PROBLEM REQUIREMENTS: Pull every line with "hidden" from the material.

SOURCE DATA:
PR #283, opened 2020-03-06
Fix sidebar spacing

wooferzfg:
This fixes the sidebar buttons moving around as you go between some of the views.

Before:

qDYtahoHqD

After:

9ZKPAIFHvZ

### DIFF
--- a/src/ui/SideBarContent.tsx
+++ b/src/ui/SideBarContent.tsx
@@ -65,7 +65,7 @@ export class SideBarContent extends React.Component<Props, State> {
             case MenuKind.Splits: {
                 sidebarContent = (
                     <div className="sidebar-buttons">
-                        <h2>Splits</h2>
+                        <h1>Splits</h1>
                         <hr />
                         <button onClick={(_) => this.props.callbacks.openRunEditor()}>
                             <i className="fa fa-edit" aria-hidden="true" /> Edit
@@ -99,7 +99,7 @@ export class SideBarContent extends React.Component<Props, State> {
             case MenuKind.RunEditor: {
                 sidebarContent = (
                     <div className="sidebar-buttons">
-                        <h2>Splits Editor</h2>
+                        <h1>Splits Editor</h1>
                         <hr />
                         <div className="small">
                             <button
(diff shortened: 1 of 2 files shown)


src/ui/SideBarContent.tsx
```diff
@@ -214,15 +214,15 @@ export class SideBarContent extends React.Component<Props, State> {
...
+                        <hr className="livesplit-title-separator" />
                         <button onClick={(_) => this.props.callbacks.openSplitsView()}>
                             <i className="fa fa-list" aria-hidden="true" /> Splits
                         </button>
                         <button onClick={(_) => this.props.callbacks.openLayoutView()}>
                             <i className="fa fa-layer-group" aria-hidden="true" /> Layout
                         </button>
                         <hr />
-                        <h2>Compare Against</h2>
+                        <h2 className="subheader">Compare Against</h2>
```
CryZe: Can we use h2 here and h1 for the actual menu title? (or h2 / h3)

wooferzfg: I don't think we want to make the Compare Against text any smaller because the text on the buttons is pretty large already. We can probably make the title text bigger though.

TASK RESPONSE:
                             <i className="fa fa-edit" aria-hidden="true" /> Edit
                             <i className="fa fa-list" aria-hidden="true" /> Splits
                             <i className="fa fa-layer-group" aria-hidden="true" /> Layout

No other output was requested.